### Task objective
Output exactly the lines that run from the top of the entries to the line holding "- Advances all", including both of those lines.

Input records: Begin

PR #6291, opened 2022-06-08
[vignettes/base.Rmd] Fix function arguments order

rivizan:
When comparing to `select(df, starts_with("x"))`, the grepl function had inverted arguments.


hadley:
Thanks!

PR #7762, opened 2025-11-08
Advance all deprecations

DavisVaughan:
Deprecationpalooza!

In addition to these, see https://github.com/tidyverse/dplyr/issues/7761, https://github.com/tidyverse/dplyr/issues/7760, https://github.com/tidyverse/dplyr/issues/7758, and https://github.com/tidyverse/dplyr/issues/7757, all of which require a bit more individual care.

---

Revdeps in https://github.com/tidyverse/dplyr/issues/7763 show ~150 issues, but 100 of them are due to removal of the already defunct `dplyr::id()`. People were using `mutate(df, col = id)` and not listing `id` as a `globalVariable()` so now they will get a note about this. I can send all of these people a github issue / email, but I was not planning on doing individual PRs to them. It does seem worth pushing on this though.

```
Remotes:
    vctrs=url::https://github.com/DavisVaughan/vctrs/archive/test/remote-urls.tar.gz
```

Plus set to CRAN lifecycle

```
"97e2bc7a-8a36-4e8f-b963-036934944b6e"
```

PR #7782, opened 2025-12-16
Advance lazyeval and each deprecation

DavisVaughan:
- Advances all underscored (`mutate_()`) verbs from "always warn" to defunct. Deprecated since 0.7.0.

- Advances the each family (`mutate_each()`, `summarise_each()`) from "always warn" to defunct. Deprecated since 0.7.0.
    - These were tied up in the `mutate_()` lazyeval R file, I have split these into their own file.

- Removes `select_vars_()` and `rename_vars_()` outright, since we also removed `select_vars()` and `rename_vars()` in #7762.

- Added a NEWS bullet for the defunct functions that were fully removed in https://github.com/tidyverse/dplyr/pull/7762/changes/f8aca67e267cb7a133baa1d5fc4a7f71de985a74, I forgot to do that then, but needed a place to mention the `select_vars_()` and `rename_vars_()` removal.

As mentioned in https://github.com/tidyverse/dplyr/pull/7764, I'm expecting 50 or so breakages. But it's time to get rid of these.


R/defunct-each.R
```diff
@@ -0,0 +1,48 @@
...
+#'
+#' `mutate_each()` and `summarise_each()` are deprecated in favour of
+#' the new [across()] function that works within `summarise()` and `mutate()`.
+#'
+#' @name defunct-each
+#' @keywords internal
+NULL
+
+each_defunct <- function(fun) {
+  lifecycle::deprecate_stop(
```
hadley, line 14: You're making these defunct just because they're still used in packages right? (And you want slightly more informative errors during revdep checks)?

NEWS.md
```diff
@@ -145,6 +145,29 @@
 
 * The following were already deprecated, and are now defunct:
 
+  * All underscored standard evaluation versions of major dplyr verbs. Deprecated in 0.7.0, use the non-underscored version of the verb with unquoting instead, see `vignette("programming")`. This includes:
```
hadley, line 148: I'd put dates next to all the version numbers (claude seems reliable at doing that)

R/defunct-each.R
DavisVaughan: Right, and just for one more release, then we remove entirely.

NEWS.md
DavisVaughan: Will follow up with this on all news bullets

Input records: End

### Worked solution
PR #6291, opened 2022-06-08
[vignettes/base.Rmd] Fix function arguments order

rivizan:
When comparing to `select(df, starts_with("x"))`, the grepl function had inverted arguments.


hadley:
Thanks!

PR #7762, opened 2025-11-08
Advance all deprecations

DavisVaughan:
Deprecationpalooza!

In addition to these, see https://github.com/tidyverse/dplyr/issues/7761, https://github.com/tidyverse/dplyr/issues/7760, https://github.com/tidyverse/dplyr/issues/7758, and https://github.com/tidyverse/dplyr/issues/7757, all of which require a bit more individual care.

---

Revdeps in https://github.com/tidyverse/dplyr/issues/7763 show ~150 issues, but 100 of them are due to removal of the already defunct `dplyr::id()`. People were using `mutate(df, col = id)` and not listing `id` as a `globalVariable()` so now they will get a note about this. I can send all of these people a github issue / email, but I was not planning on doing individual PRs to them. It does seem worth pushing on this though.

```
Remotes:
    vctrs=url::https://github.com/DavisVaughan/vctrs/archive/test/remote-urls.tar.gz
```

Plus set to CRAN lifecycle

```
"97e2bc7a-8a36-4e8f-b963-036934944b6e"
```

PR #7782, opened 2025-12-16
Advance lazyeval and each deprecation

DavisVaughan:
- Advances all underscored (`mutate_()`) verbs from "always warn" to defunct. Deprecated since 0.7.0.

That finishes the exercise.